— DIRECTIONS FOR THIS TASK —
Go to the line holding "no span error status" in the entries below and write out exactly every line down to and including the line holding "change updated both".

— DATA —

PR #6233, opened 2026-06-19
feat(runtime): tool-call telemetry fidelity — failure-type breakdown, per-tool latency histogram, span error status

### LINKED ISSUE #6228: Tool-call telemetry fidelity: failure-type breakdown, per-tool latency histogram, span error status
## Summary

Tool-call telemetry currently collapses every failure to a single `outcome="failure"` bool, exports no per-tool latency, and never marks the tool span as errored. Three related fidelity gaps, grouped because they all live in the same tool-dispatch path.

### 1. Failure-type breakdown

`record_tool_call_metric(tool_name, is_error)` (`crates/librefang-runtime/src/agent_loop/tool_call.rs:33`) reduces all failure modes to one bit. A model misusing a tool (call blocked by the exec allowlist / metacharacter gate), an approval denial, a tool timeout, and a tool that genuinely crashed are indistinguishable in the metric.

The distinction already exists in the type system — `ToolExecutionStatus` (`librefang-types`) carries `Denied` / `ModifyAndRetry` / etc., and `tool_call.rs` already branches on these in `append_tool_result_guidance_blocks`. Thread it into the metric.

Proposal: add a `failure_type` attribute (or equivalent), e.g. `{ hard_error, blocked, approval_denied, timeout, circuit_break }`, populated from the existing status. Lets operators alert on "tool crashed" while ignoring "model fat-fingered a blocked command."

### 2. Per-tool latency histogram

Tool execution duration is already captured in the decision trace (`execution_ms`) but never exported as a metric. There is no `p50/p95/p99` per tool.

Proposal: export `librefang_tool_execution_seconds{tool}` (histogram) from the same dispatch path that records the existing counter.

### 3. Span error status on `execute_single_tool_call`

The tool span (`execute_single_tool_call`, ~`tool_call.rs:458`, fields `tool.name` / `tool.id`) never records `is_error` and never sets the span status to error. Result: a trace error-filter (`hasError = true`) never matches a failed tool, and the service-level `errorRate` reads `0` even when tools are failing.

Proposal: record `tool.outcome` on the span and set span status to error on a hard tool failure, so trace-level error filtering works.

## Acceptance

- `librefang_tool_call_total` (or a sibling) distinguishes failure types.
- `librefang_tool_execution_seconds{tool}` histogram exists.
- `execute_single_tool_call` spans carry outcome and are marked errored on hard failure.

## Notes

Complements the per-agent `tool_call_total` label and the loop-exit-reason counter filed separately. Cardinality stays bounded (`failure_type` is a small fixed enum; `tool` is already sanitized/capped).

houko:
Closes #6228.

Three related fidelity gaps in the tool-dispatch path (`crates/librefang-runtime/src/agent_loop/tool_call.rs`) are closed.

### 1. Failure-type breakdown on `librefang_tool_call_total`
`record_tool_call_metric` previously collapsed every failure to a single `outcome=failure` bool, so a blocked call, an approval denial, a tool timeout, and a genuine crash were indistinguishable.
A new bounded `failure_type` label is derived from the existing `ToolExecutionStatus` (the same enum `append_tool_result_guidance_blocks` already branches on).
The variant set is a small fixed enum, so cardinality stays bounded; `tool` is already sanitized and capped.

### 2. Per-tool latency histogram
`librefang_tool_execution_seconds{tool}` (histogram) now exports the dispatch duration that was already measured for the decision trace (`execution_ms`), emitted in seconds (`ms / 1000.0`).
The duration is carried on `ExecutedToolCall.execution_ms` so every metric call site (serial wrapper, parallel group collector) can emit it without re-borrowing the trace.
Short-circuit paths that never ran the timed body (fork-allowlist rejection, incognito drop, hook block, loop-guard block, circuit break) pass `None` and skip the histogram, so no bogus `0s` sample skews the distribution.

### 3. Span error status on `execute_single_tool_call`
The span now declares `tool.outcome` and `otel.status_code` and records them after execution.
`tool.outcome` carries the bounded failure-type label on every call; `otel.status_code = "error"` (the field `tracing-opentelemetry` maps to the OTel span status) is set **only** on a genuine hard failure / circuit break / timeout — not on a model-fat-fingered blocked or denied call — so a `hasError=true` trace filter and service-level errorRate finally match a failed tool instead of reading 0.

## ToolExecutionStatus → failure_type mapping

The real variants (read from `librefang-types/src/tool.rs`: `Completed`, `Error`, `WaitingApproval`, `Denied`, `Expired`, `ModifyAndRetry`, `Skipped`) map as:

| condition | failure_type | span status=error? |
|---|---|---|
| `is_error == false` (any status, incl. `Completed` / `WaitingApproval`) | `none` | no |
| `Skipped` | `blocked` | no |
| `Denied` | `approval_denied` | no |
| `ModifyAndRetry` | `approval_denied` | no |
| `Expired` | `timeout` | yes (genuine execution failure) |
| `Error` | `hard_error` | yes |
| `is_error == true`, no status (circuit-break `Err` path) | `circuit_break` | yes |
| defensive: `is_error == true` with `Completed` / `WaitingApproval` | `hard_error` | yes |

`Denied` and `ModifyAndRetry` are folded into one `approval_denied` bucket because both are approval-policy soft outcomes (the model's call was rejected / asked to be revised), and both keep the span status OK so they don't inflate the service errorRate.

## Merge note re #6229

This PR and #6229 (`feat/6226-tool-call-agent-label`) both touch `record_tool_call_metric`'s signature.
#6229 adds an `agent` label (`record_tool_call_metric(tool_name, agent_id, is_error)`); this PR adds `status` and `execution_ms` (`record_tool_call_metric(tool_name, is_error, status, execution_ms)`).
Whichever merges second will hit a trivial conflict on the function signature and its call sites — the resolution is to keep BOTH additions: `record_tool_call_metric(tool_name, agent_id, is_error, status, execution_ms)`, with the `agent` label on the counter alongside `failure_type`, and the histogram unchanged.
This PR is based on `origin/main`, which does not yet carry #6229's change, so it implements its change cleanly on top of main and does not add the agent label.

## Verification

All run in the sanctioned Linux dev container (`librefang-rust-dev`), scoped to `librefang-runtime`:

- `cargo check -p librefang-runtime --lib` — pass
- `cargo clippy -p librefang-runtime --all-targets -- -D warnings` — pass (boxed the `Member::Blocked` variant to satisfy `large_enum_variant` after `ExecutedToolCall` grew a field)
- `cargo fmt -p librefang-runtime --check` — pass
- `cargo test -p librefang-runtime --lib -- span_outcome failure_type record_tool_call_metric` — 11 passed, 0 failed

New tests (all in `crates/librefang-runtime/src/agent_loop/tests/utilities.rs`):

- `test_failure_type_label_mapping` — every `ToolExecutionStatus` (+ no-status) maps to the documented label
- `test_record_tool_call_metric_emits_failure_type` — the counter carries the right `failure_type` for each failing status
- `test_record_tool_call_metric_success_failure_type_is_none` — success path carries `failure_type=none`
- `test_record_tool_call_metric_emits_latency_histogram` — `librefang_tool_execution_seconds{tool}` recorded; 1500 ms → 1.5 s
- `test_record_tool_call_metric_skips_histogram_without_duration` — no histogram when duration is absent
- `test_span_outcome_hard_error_sets_error_status` / `test_span_outcome_circuit_break_sets_error_status` — span carries `tool.outcome` and `otel.status_code=error`
- `test_span_outcome_blocked_does_not_set_error_status` — blocked/denied records outcome but NOT span error status
- `test_span_outcome_success_is_not_errored` — success records `tool.outcome=none`, no span error status

The two pre-existing metric tests (`test_record_tool_call_metric_failure_outcome`, `_success_outcome`) were updated to the new signature and still pass.

## Out-of-scope follow-ups

None.


houko:
Adversarial review pass — the telemetry logic is correct.
Verified: `failure_type_label` is exhaustive over all 7 `ToolExecutionStatus` variants; `WaitingApproval` is `is_error=false` so it short-circuits to `none` and is never mislabeled as a failure; the `Some(Completed|WaitingApproval) => hard_error` arm is only reachable on the defensive `is_error=true` path.
The histogram is correctly gated behind `if let Some(ms)` so short-circuit paths emit no bogus 0s sample, and all five `ExecutedToolCall` construction sites carry `execution_ms`; the timed path (incl. `Expired` timeout) flows through the real `trace_start.elapsed()` measurement.
The boxed `Member::Blocked` change updated both the construction (`Box::new`) and deref (`*executed`) sites with no `.unwrap()` introduced.
One real defect fixed (3a41779c4, on top of the upstream 3d44d375b inline-comment fix): the span-field comment, the `record_tool_span_outcome` doc comment, and the CHANGELOG bullet all described `otel.status_code=error` as set only on hard-error / circuit-break and omitted `timeout`, contradicting the code (which sets it for timeout too — a timed-out body is a genuine execution failure). Brought all three prose sites in line with the code and added `test_span_outcome_timeout_sets_error_status` to lock the timeout arm.
Verified in the dev container: `cargo check -p librefang-runtime --lib` clean, `cargo clippy -p librefang-runtime --all-targets -- -D warnings` clean, `cargo fmt --check` clean, targeted tests 12 passed / 0 failed.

— PROBLEM SOLUTION —
- `test_span_outcome_success_is_not_errored` — success records `tool.outcome=none`, no span error status

The two pre-existing metric tests (`test_record_tool_call_metric_failure_outcome`, `_success_outcome`) were updated to the new signature and still pass.

## Out-of-scope follow-ups

None.


houko:
Adversarial review pass — the telemetry logic is correct.
Verified: `failure_type_label` is exhaustive over all 7 `ToolExecutionStatus` variants; `WaitingApproval` is `is_error=false` so it short-circuits to `none` and is never mislabeled as a failure; the `Some(Completed|WaitingApproval) => hard_error` arm is only reachable on the defensive `is_error=true` path.
The histogram is correctly gated behind `if let Some(ms)` so short-circuit paths emit no bogus 0s sample, and all five `ExecutedToolCall` construction sites carry `execution_ms`; the timed path (incl. `Expired` timeout) flows through the real `trace_start.elapsed()` measurement.
The boxed `Member::Blocked` change updated both the construction (`Box::new`) and deref (`*executed`) sites with no `.unwrap()` introduced.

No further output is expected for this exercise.